Task details: Reproduce every line in the listing that contains the word "verify".

= Beginning of Section =

PR #1923, opened 2026-06-24
Support AddFunctionField/DropCollectionField/DropFunctionField

yhmo:


sdk-core/src/main/java/io/milvus/v2/service/collection/CollectionService.java
```diff
@@ -697,6 +731,40 @@ public Void addCollectionFunction(MilvusServiceGrpc.MilvusServiceBlockingStub bl
...
+        String title = String.format("Add function field to collection: '%s' in database: '%s'", collectionName, dbName);
+
+        CreateCollectionReq.FieldSchema fieldSchema = SchemaUtils.convertFieldReqToFieldSchema(request);
+        FieldSchema grpcFieldSchema = SchemaUtils.convertToGrpcFieldSchema(fieldSchema, true);
+        AlterCollectionSchemaRequest.FieldInfo fieldInfo = AlterCollectionSchemaRequest.FieldInfo.newBuilder()
+                .setFieldSchema(grpcFieldSchema)
+                .build();
+        AlterCollectionSchemaRequest.AddRequest addRequest = AlterCollectionSchemaRequest.AddRequest.newBuilder()
+                .addFieldInfos(fieldInfo)
+                .addFuncSchema(SchemaUtils.convertToGrpcFunction(request.getFunction()))
```
yhmo, line 760: sdk-core/src/main/java/io/milvus/v2/service/collection/CollectionService.java line:751
Medium ---- `addFunctionField` never validates that `request.getFieldName()` matches `request.getFunction().getOutputFieldNames()`. Because `CreateCollectionReq.Function` still allows any output-field list, a caller can pass `fieldName("sparse")` together with `outputFieldNames(["other"])` or even multiple outputs, and this method will serialize an inconsistent `AlterCollectionSchemaRequest` instead of rejecting it up front. Please enforce the single-output-field contract here (exactly one output name, equal to the field being added) and add a test for the mismatch case.

sdk-core/src/main/java/io/milvus/v2/service/collection/CollectionService.java
```diff
@@ -697,6 +731,40 @@ public Void addCollectionFunction(MilvusServiceGrpc.MilvusServiceBlockingStub bl
...
+        if (request.getFunction() == null) {
+            throw new MilvusClientException(ErrorCode.INVALID_PARAMS, "Function cannot be null.");
+        }
+
+        String dbName = request.getDatabaseName();
+        String collectionName = request.getCollectionName();
+        String title = String.format("Add function field to collection: '%s' in database: '%s'", collectionName, dbName);
+
+        CreateCollectionReq.FieldSchema fieldSchema = SchemaUtils.convertFieldReqToFieldSchema(request);
+        FieldSchema grpcFieldSchema = SchemaUtils.convertToGrpcFieldSchema(fieldSchema, true);
```
liliu-z: addFunctionField converts the output field with convertToGrpcFieldSchema(fieldSchema, true); the forAddField flag makes the shared converter reject non-nullable vector fields (SchemaUtils.java:64-67), but Milvus rejects nullable function-output fields ('function output field cannot be nullable'). A BM25 SparseFloatVector output therefore has no valid request shape — non-nullable is blocked by the SDK before the RPC and nullable is blocked by the server — so the headline use case cannot be added. testFunctionFieldLifecycle sends isNullable(true) and would fail against a real server. Use a function-output conversion path that permits non-nullable vectors, as createCollectionWithSchema already does (it converts output fields with the 1-arg, non-forAddField, converter).

sdk-core/src/main/java/io/milvus/v2/service/collection/CollectionService.java
```diff
@@ -740,6 +808,32 @@ public Void dropCollectionFunction(MilvusServiceGrpc.MilvusServiceBlockingStub b
...
+
+        String dbName = request.getDatabaseName();
+        String collectionName = request.getCollectionName();
+        String title = String.format("Drop function field of collection: '%s' in database: '%s'", collectionName, dbName);
+        AlterCollectionSchemaRequest.Builder builder = AlterCollectionSchemaRequest.newBuilder()
+                .setCollectionName(collectionName)
+                .setAction(AlterCollectionSchemaRequest.Action.newBuilder()
+                        .setDropRequest(AlterCollectionSchemaRequest.DropRequest.newBuilder()
+                                .setFunctionName(request.getFunctionName())
+                                .setDropFunctionOutputFields(true)
```
liliu-z, line 840: dropFunctionField sends DropRequest.setDropFunctionOutputFields(true) (line 825), destructively dropping the function's output field(s), whereas dropCollectionFunction (lines 790-809) calls the separate dropCollectionFunction RPC with no such flag and leaves output fields intact. This divergence is not noted in the Javadoc, so a caller expecting dropCollectionFunction semantics can unexpectedly lose columns. Document the destructive behavior, or expose dropFunctionOutputFields as a parameter.

sdk-core/src/main/java/io/milvus/v2/service/collection/CollectionService.java
liliu-z: addFunctionField builds the output field via convertToGrpcFieldSchema (line 745) and sends it as-is, never calling setIsFunctionOutput(true). createCollectionWithSchema deliberately marks every function-output field with setIsFunctionOutput(true) (line 150), keyed off the function's output field names — meaning the server relies on that flag to recognize a field as function-generated. Without it, the field added here is transmitted as an ordinary vector field, so the server may reject the request or treat the column as user-supplied rather than function-populated. Set is_function_output=true on the field, as createCollection does.

PR #1927, opened 2026-06-25
Add code coverage check

yhmo:


.github/workflows/maven.yml
```diff
@@ -35,4 +35,11 @@ jobs:
       - name: Update submodule
         run: git submodule update --init
       - name: Build with Maven
-        run: mvn --batch-mode --update-snapshots verify
\ No newline at end of file
+        run: mvn -Pcoverage --batch-mode --update-snapshots verify
+      - name: Upload coverage
```
yhmo, line 39: High ---- This still does not make coverage a required check for the PR. The workflow only uploads reports here, and codecov-action@v5 leaves fail_ci_if_error at its default false, so a broken or missing upload would not fail Build and test. More importantly, this repo's merge automation is still keyed off the Build and test check rather than the new codecov/project or codecov/patch statuses, so the PR can still get the normal CI-passed path even if Codecov later reports below-threshold coverage. In other words, the change adds coverage reporting, but it does not actually enforce the coverage check promised by the PR title. Please either wire the Codecov statuses into the required merge checks or make this workflow fail when the coverage gate is not satisfied.

PR #1932, opened 2026-06-26
BulkWriter support binary/float16/int8 vectors in Struct field

yhmo:


sdk-bulkwriter/src/main/java/io/milvus/bulkwriter/writer/CSVFileWriter.java
```diff
@@ -40,9 +39,36 @@ private void initWriter() throws IOException {
...
+            byte[] bytes = byteBuffer.array();
+            List<Integer> result = new ArrayList<>(bytes.length);
+            for (byte b : bytes) {
+                result.add((int) b);
+            }
+            return result;
+        }
+        if (value instanceof List) {
+            List<?> values = (List<?>) value;
+            List<Object> normalized = new ArrayList<>(values.size());
```
liliu-z: normalizeValue's `instanceof List` branch unconditionally allocates a new ArrayList and re-adds every element on every row, so a plain FloatVector (List<Float>, whose elements are returned unchanged) is now shallow-copied per appendRow where before the CSV writer passed the list straight to gson. The copy is dominated by the subsequent gson.toJson, so the impact is minor, but it is an avoidable per-row allocation: initialize `normalized` lazily and only once a child element actually differs, letting unchanged vectors pass through without copying.

sdk-bulkwriter/src/main/java/io/milvus/bulkwriter/writer/JSONFileWriter.java
```diff
@@ -34,11 +36,37 @@ private void initWriter() throws IOException {
...
+            byte[] bytes = byteBuffer.array();
+            List<Integer> result = new ArrayList<>(bytes.length);
+            for (byte b : bytes) {
+                result.add((int) b);
+            }
+            return result;
+        }
+        if (value instanceof List) {
+            List<?> values = (List<?>) value;
+            List<Object> normalized = new ArrayList<>(values.size());
```
liliu-z: Same avoidable per-row copy as the CSV writer: normalizeValue's `instanceof List` branch always builds a new ArrayList and re-adds each element, so float/float16 vectors (List<Float>) and array fields are shallow-copied on every appendRow. The previous `rowValues.replaceAll(... value instanceof ByteBuffer ? ((ByteBuffer) value).array() : value)` left lists untouched. Allocate `normalized` lazily only after a child element actually changes so unchanged lists pass through.

sdk-bulkwriter/src/main/java/io/milvus/bulkwriter/writer/CSVFileWriter.java
```diff
@@ -40,9 +39,36 @@ private void initWriter() throws IOException {
         this.writer = new BufferedWriter(new java.io.FileWriter(filePath));
     }
 
+    private static Object normalizeValue(Object value) {
```
liliu-z: The new ~25-line `normalizeValue` helper is duplicated byte-for-byte in CSVFileWriter (lines 42-66) and JSONFileWriter (lines 39-63). Extract it to a shared utility (e.g. under bulkwriter/common/utils) so the two writers cannot diverge; concretely, the lazy-allocation fix for the per-row copy flagged above would otherwise have to be made identically in two places.

PR #1933, opened 2026-06-26
BulkWriter support binary/float16/int8 vectors in Struct field

yhmo:


sdk-bulkwriter/src/main/java/io/milvus/bulkwriter/storage/client/MinioStorageClient.java
```diff
@@ -167,8 +169,18 @@ public void close() {
         if (!closeHttpClient || httpClient == null) {
             return;
         }
-        httpClient.dispatcher().executorService().shutdown();
+        ExecutorService executorService = httpClient.dispatcher().executorService();
+        executorService.shutdown();
         httpClient.connectionPool().evictAll();
+        try {
+            if (!executorService.awaitTermination(5, TimeUnit.SECONDS)) {
```
yhmo, line 176: This adds meaningful shutdown behavior (`awaitTermination`, `shutdownNow`, interrupt restoration, cache close) but the PR doesn't add any coverage for it. Since this path only runs during cleanup, regressions here are easy to miss until users start leaking executor threads or hanging on close. Could we add a focused test around `MinioStorageClient.close()` (and ideally the `RemoteBulkWriter.close()` finally-path) to prove both the owned-client and injected-client branches behave as intended?

PR #1936, opened 2026-07-08
Support aggregation for search()

yhmo:


sdk-core/src/main/java/io/milvus/v2/service/vector/response/aggregation/AggregationHit.java
```diff
@@ -0,0 +1,109 @@
...
+        this.score = builder.score;
+        this.fields = builder.fields;
+        this.fieldIds = builder.fieldIds;
+    }
+
+    public static Builder builder() {
+        return new Builder();
+    }
+
+    public Object getPrimaryKey() {
```
yhmo: `SearchResp.SearchResult` uses `getPrimaryKey()` for the primary-key *field name* and `getId()` for the returned value, but this new type flips that meaning: `getPrimaryKey()` now returns the value itself. Because there are no examples/docs for the aggregation response yet, callers will mostly learn it from these accessors, and this inconsistency is likely to produce wrong integrations or awkward adapter code. Could we align this with the existing search result contract (for example, expose the hit value as `getId()` / `getPrimaryKeyValue()` and reserve `getPrimaryKey()` for the field name)?

sdk-core/src/main/java/io/milvus/v2/utils/ConvertUtils.java
```diff
@@ -141,6 +143,140 @@ public List<List<SearchResp.SearchResult>> getEntities(SearchResults response) {
...
     }
 
+    public List<List<AggregationBucket>> getAggregationBuckets(SearchResults response) {
+        List<AggregationBucket> buckets = new ArrayList<>();
+        for (AggBucket bucket : response.getResults().getAggBucketsList()) {
+            buckets.add(convertAggregationBucket(bucket));
+        }
+
+        List<Long> aggTopks = response.getResults().getAggTopksList();
+        if (aggTopks.isEmpty()) {
```
yhmo, line 157: sdk-core/src/main/java/io/milvus/v2/utils/ConvertUtils.java line:153
High ---- When aggTopks is empty this still returns a single outer entry containing the flat buckets list, so a normal search with no aggregation payload comes back as `[[]]` instead of `[]`. That silently changes the default `SearchResp.getAggregationBuckets()` contract for existing callers: code that currently treats `isEmpty()` as “no aggregation data” will start seeing a non-empty result on ordinary searches.

sdk-core/src/main/java/io/milvus/v2/service/vector/request/aggregation/MetricSpec.java
```diff
@@ -0,0 +1,125 @@
...
+        }
+        this.op = builder.op;
+        this.fieldName = builder.fieldName;
+    }
+
+    private MetricSpec(LegacyBuilder builder) {
+        this(new Builder().op(MetricOps.fromValue(builder.op)).fieldName(builder.fieldName));
+    }
+
+    public static LegacyBuilder builder() {
```
liliu-z: `MetricSpec.builder()` returns the string-based `LegacyBuilder`, whereas the sibling factories `SearchAggregation.builder()` and `TopHitsSpec.builder()` return the type-safe enum `Builder`. This is brand-new public API, so the inconsistent entry point gets locked in and can only be corrected later with a return-type-breaking change. Point `builder()` at the enum `Builder` and give the string variant a distinct factory name.

sdk-core/src/main/java/io/milvus/v2/service/vector/request/aggregation/OrderSpec.java
```diff
@@ -0,0 +1,148 @@
...
+        if (builder.key == null || builder.key.isEmpty()) {
+            throw new MilvusClientException(ErrorCode.INVALID_PARAMS,
+                    "SearchAggregation.order key must not be empty.");
+        }
+        this.key = builder.key;
+        this.direction = AggDirection.fromValue(builder.direction, "SearchAggregation.order direction");
+        this.nullFirst = builder.nullFirst;
+    }
+
+    public static LegacyBuilder builder() {
```
liliu-z: `OrderSpec.builder()` returns the string-based `LegacyBuilder`, inconsistent with the sibling aggregation specs whose `builder()` returns the enum `Builder` (`SearchAggregation`, `TopHitsSpec`). As new public API this locks in the divergence and is a breaking return-type change to fix after release; have `builder()` return the enum `Builder`.

sdk-core/src/main/java/io/milvus/v2/service/vector/request/aggregation/SortSpec.java
```diff
@@ -0,0 +1,148 @@
...
+        if (builder.fieldName == null || builder.fieldName.isEmpty()) {
+            throw new MilvusClientException(ErrorCode.INVALID_PARAMS,
+                    "TopHitsSpec.sort fieldName cannot be empty.");
+        }
+        this.fieldName = builder.fieldName;
+        this.direction = AggDirection.fromValue(builder.direction, "TopHitsSpec.sort direction");
+        this.nullFirst = builder.nullFirst;
+    }
+
+    public static LegacyBuilder builder() {
```
liliu-z: `SortSpec.builder()` returns the string-based `LegacyBuilder`, unlike the sibling aggregation specs whose `builder()` returns the enum `Builder`. Shipping this locks the inconsistency into public API and makes a later correction a breaking return-type change; return the enum `Builder` from `builder()`.

sdk-core/src/main/java/io/milvus/v2/utils/ConvertUtils.java
```diff
@@ -141,6 +143,144 @@ public List<List<SearchResp.SearchResult>> getEntities(SearchResults response) {
...
+        for (AggBucket bucket : response.getResults().getAggBucketsList()) {
+            buckets.add(convertAggregationBucket(bucket));
+        }
+
+        if (buckets.isEmpty()) {
+            return new ArrayList<>();
+        }
+
+        List<Long> aggTopks = response.getResults().getAggTopksList();
+        if (aggTopks.isEmpty()) {
```
yhmo, line 157: sdk-core/src/main/java/io/milvus/v2/utils/ConvertUtils.java line:157
Medium ---- When the server omits aggTopks for a multi-query search, this fallback collapses every bucket into a single outer entry instead of preserving the query count. That makes SearchResp.getAggregationBuckets() disagree with the sibling PyMilvus contract for the same wire payload and can silently mis-assign buckets to the wrong query vector for callers that correlate results by nq.

sdk-core/src/main/java/io/milvus/v2/utils/ConvertUtils.java
```diff
@@ -141,6 +143,153 @@ public List<List<SearchResp.SearchResult>> getEntities(SearchResults response) {
...
+            default:
+                return null;
+        }
+    }
+
+    private Object getAggHitFieldValue(AggHitField field) {
+        switch (field.getValueCase()) {
+            case INT_VAL:
+                return field.getIntVal();
+            case BOOL_VAL:
```
liliu-z, line 243: getAggHitFieldValue returns field.getBytesVal() directly, so a bytes-typed aggregation hit field lands in the user-facing AggregationHit.fields map as a com.google.protobuf.ByteString. Everywhere else the SDK converts protobuf bytes to a plain Java type before exposing it — FieldDataWrapper maps JSON bytes with ByteString.toStringUtf8() and binary vectors with toByteArray()/ByteBuffer — so a caller reading a bytes-valued hit field here gets an opaque protobuf type and will hit a ClassCastException if they cast to byte[] or String. Convert with toByteArray() (or toStringUtf8()) before storing.

sdk-core/src/main/java/io/milvus/v2/utils/ConvertUtils.java
```diff
@@ -141,6 +143,152 @@ public List<List<SearchResp.SearchResult>> getEntities(SearchResults response) {
...
+        for (AggBucket bucket : response.getResults().getAggBucketsList()) {
+            buckets.add(convertAggregationBucket(bucket));
+        }
+
+        if (buckets.isEmpty()) {
+            return new ArrayList<>();
+        }
+
+        List<Long> aggTopks = response.getResults().getAggTopksList();
+        if (aggTopks.isEmpty()) {
```
yhmo, line 157: sdk-core/src/main/java/io/milvus/v2/utils/ConvertUtils.java line:157
Medium ---- When the server omits aggTopks but still returns agg_buckets for a multi-query search, this fallback replaces the real bucket payload with one empty list per query. schema.proto defines agg_buckets and agg_topks as independent fields, so callers can legitimately receive buckets without per-query counts; in that case SearchResp.getAggregationBuckets() silently drops valid aggregation data instead of preserving it or surfacing the ambiguity.

examples/src/main/java/io/milvus/v2/SearchAggregationExample.java
```diff
@@ -0,0 +1,483 @@
...
+                .uri("http://localhost:19530")
+                .build();
+        MilvusClientV2 client = new MilvusClientV2(config);
+        try {
+            buildCollection(client);
+
+            case1SingleField(client);
+            case2CompositeKeyWithMetrics(client);
+            System.out.println("\n=== Case 3: JSON path grouping ===");
+            System.out.println("Skipped. The Java SDK currently does not allow bracketed JSON-path fields in SearchAggregation.fields.");
```
yhmo: examples/src/main/java/io/milvus/v2/SearchAggregationExample.java line:101
Low ---- This example says the Java SDK cannot use bracketed JSON-path fields in SearchAggregation.fields, but the shipped request path just forwards each field string into SearchAggregationSpec (common.proto even documents JSON path expression OK there). Leaving the example in a skipped state teaches callers that a supported contract is unavailable, so they may never try the JSON-path form or may cargo-cult the limitation into their own docs.

sdk-core/src/main/java/io/milvus/v2/utils/ConvertUtils.java
yhmo, line 157: sdk-core/src/main/java/io/milvus/v2/utils/ConvertUtils.java line:157
Medium ---- Could we avoid treating missing aggTopks as a single-query result here? SearchResp.getAggregationBuckets() is shaped per query, so when nq > 1 and the server omits aggTopks this fallback silently collapses every bucket into one outer entry and callers can no longer tell which query vector each bucket belongs to.

sdk-core/src/main/java/io/milvus/v2/utils/VectorUtils.java
```diff
@@ -319,7 +320,12 @@ public SearchRequest ConvertToGrpcSearchRequest(SearchReq request) {
                             .build());
         }
 
+        SearchAggregation searchAggregation = request.getSearchAggregation();
         if (request.getGroupByFieldName() != null && !request.getGroupByFieldName().isEmpty()) {
```
yhmo, line 324: sdk-core/src/main/java/io/milvus/v2/utils/VectorUtils.java line:324
Medium ---- Could we also guard the legacy raw searchParams path here? compatibleSearchParams(...) has already copied any caller-supplied group_by_field/group_size/strict_group_size keys into the request before this branch runs, so a request that sets searchAggregation plus those legacy params still sends both grouping APIs together even though the typed groupByFieldName setter is rejected.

= End of Section =

Exercise response:
-        run: mvn --batch-mode --update-snapshots verify
+        run: mvn -Pcoverage --batch-mode --update-snapshots verify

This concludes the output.